As you may know, Actian Vector, previously called Vectorwise (oh, those marketing marvels!) is an analytical database system that originated from my research group at CWI. It can be considered a follow-up system from our earlier experiences with MonetDB, the open source system from CWI that pioneered columnar storage and CPU-cache optimized query processing for the new wave of analytical database systems that since have appeared. Whereas MonetDB is a main-memory optimized system, Vectorwise also works well if the hot-set of your query is larger than RAM, and while sticking to columnar storage, it added a series of innovative ideas accross the board such as lightweight compression methods, cooperative I/O scheduling and a new vectorized query execution method, which gives the system its name. Columnar storage and vectorized execution are now being adopted by the relational database industry, with Microsoft SQLserver including vectorized operations on columnstore tables, IBM introducing BLU in DB2 and recently also Oracle announcing an in-memory columnar subsystem. However, these systems have not yet ended the TPC-H Vectorwise domination in the industry standard benchmark for analytical database systems. So far this domination only concerns the single-server category, as Vectorwise was a single-server system - but not anymore thanks to project "Vortex": the Hadoop-enabled MPP version of Vectorwise.
To scale further than a single-server allows, one can create MPP database systems that use a cluster consisting of many machines. Big Data is heavily in vogue and many organizations are now developing data analysis pipelines that work on Hadoop clusters. Hadoop is not only relevant for the scalability and features it offers, but also because it is becoming the cluster management standard. The new YARN version of Hadoop adds many useful features for resource management. Hadoop distributors like Hortonworks, MapR and Cloudera are among the highest-valued tech startups now. An important side effect is strongly increasing availability of Hadoop skills, as Hadoop is not only getting much mindshare in industry but also making its way into Data Science curricula at universities (which are booming). Though I would not claim that managing a Hadoop cluster is a breeze, it is certainly more easy to find expertise on that, than finding expertise in managing and tuning MPP database systems. Further, Big Data pipelines typically process huge unstructured data, with MapReduce and other technologies being employed to find useful information hidden in the raw data. The end product is cleaner and more structured data, that one could query with SQL. Being able to use SQL applications right on Hadoop significantly enriches Hadoop infrastructures. No wonder that systems offering to do SQL on Hadoop are the hottest thing in analytical database systems now, with new products being introduced regularly. The marketplace is made up by three categories of vendors:
- those that run MPP database systems outside Hadoop and provide a connector (examples are Teradata and Vertica). In this approach, system complexity is not reduced, and one needs to buy and manage two separate clusters: a database cluster for the structured data, and a Hadoop cluster to process the unstructured data. Plus, there is a lot of data copying.

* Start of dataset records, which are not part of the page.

PR #3516, opened 2022-08-12
ISSUE #3322 - Upload a revision to a particular container

### LINKED ISSUE #3322: Upload revision to a particular container from the containers list
### Description
In the containers list there are several places from which a a user can upload a revision, but we are only  using one (from the collapsible menu). Also this way of triggering the modal is not specific for a particular container. 

### Proposal
For the particular revision triggers (ellipsis menu and empty revision list) I think it should directly trigger a file selection (if possible) and auto select the container from which the upload dialog was triggered

### Goals
- [ ] As a user I want the system file selection dialog to open when I select "Upload New Revision" so that I can find the local file I want to upload
- [ ] As a user I want to be limited to a single file selection because I have identified a single container to upload to
- [ ] As a user once the file has been selected I want it to populate the "Upload Files" modal
- [ ] As a user I want the "Destination" container to be pre-populated with the target container I selected in the first step
- [ ] As a user I want the remainder of the workflow to be consistent with bulk file upload
- [ ] As a user I want to see the option to add additional files during the upload process so that users that are unfamiliar with bulk upload (because it is a new feature) will see a hint that it is possible

### Tasks
- [ ] Add the props to the upload form so it can receive a container id and just select that from the start
- [ ] When opening the upload form trigger the browse files if there is a default container pass as a prop

### Related Resources
fig 1
image

fig 2
image

fig 3
image

The-Daniel:
This fixes #3322 

#### Description
- Changed method of calling upload revision modal to use redux actions
- The uploads modal can be opening in both the ellipses menu and the revisions description on an empty container
- A file selection window opens up first. Exiting here will cancel the process
- If a file is selected then the upload revisions modal opens with the file and desination container already selected
- You can only pick one file in the initial file window. Afterwards you can add more files and containers in the usual way

#### Test cases
- Upload a file to a specific container
- Upload files to the specific container and extra containers
- You should not be able to add a file to a processing container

- those that take an legacy open-source DBMS (typically Postgres) and deploy that on Hadoop with a wrapping layer (examples are Citusdata and HAWQ). Legacy database systems like Derby and Postgres were not designed for an append-only file system like HDFS and the resulting database functionality is therefore often also append-only. Note that I call these older database engines "legacy" from the analytical database point of view, since modern vectorized columnar engines are typically an order of magnitude faster on analytical workloads. The Splice Machine is an interesting design point in that it ported Derby execution onto HBase storage. HBase is designed for HDFS, so this system can accomodate update-intensive workloads better than analytical-oriented SQL-on-Hadoop alternatives, but its reliance on the row-wise tuple-at-a time Derby engine and the access paths through HBase are bound to slow it down on analytical workloads compared with analytical engines.

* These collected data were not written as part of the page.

PR #3518, opened 2022-08-12
ISSUE #3492 - Rewrite Redux and Selector tests: Auth 

### LINKED ISSUE #3492: Rewrite Redux and Selector tests: Auth
### Description

### Goals

### Tasks
- [ ] Create a new test file for auth

### Related Resources

The-Daniel:
This fixes #3492

#### Description
- Created test file for auth which combines redux action testing and selector testing


frontend/test/auth/auth.store.spec.ts
```diff
@@ -0,0 +1,65 @@
...
+import { authMockFactory } from './auth.fixtures';
+import { selectAuthenticationFetched, selectIsAuthenticated, selectIsPending, selectLoginError, selectReturnUrl } from '@/v5/store/auth/auth.selectors';
+import reducers from '@/v5/store/reducers';
+
+describe('Auth: store', () => {
+	let dispatch, getState = null;
+
+	const mockAuth = authMockFactory();
+
+	beforeEach(() => {
```
The-Daniel, line 29: I'm wondering if we can move this to the test.helpers.ts file

sanmont3drepo: Yes, that would be a good idea,

sanmont3drepo: If you do so, can you please modify the xisting test to use this?

sanmont3drepo (changes requested):

sanmont3drepo (approved):

sanmont3drepo (approved):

- native implementations that store all data in HDFS and are YARN integrated. Most famous here are Hive and Impala. However, I can tell from experience that developing a feature-complete analytical database system takes... roughly a decade. Consequently, query execution and query optimization are very immature still in Impala and Hive. These young systems, while certainly serious attempts (both now store data column-wised and compressed, and Hive even adopted vectorized execution) still miss multiple of the advanced features that the demanding SQL user base has come to expect: workload management, internationalization, advanced SQL features such as ROLLUP and windowing functions, not to mention user authentication and access control.
One last link I provide is to the Master Thesis of twoVector engineers which one could consider the baby stage of project Vortex. Back then, we envisioned using a cluster file system like RedHat's GlusterFS (it turned out dead slow), but HDFS took its place in project Vortex. The "A Team" (as we used to call Adrian and Andrei) has been instrumental in making this come alive. Similar thanks extend to the entire Actian team in Amsterdam which has been working very hard on this, as well as to the many other Actian people worldwide who contributed vital parts.
More news about Actian Vector 4.0 Hadoop Edition, as this new product is eloquently named, will appear shortly. But, you heard it first on Database Architects!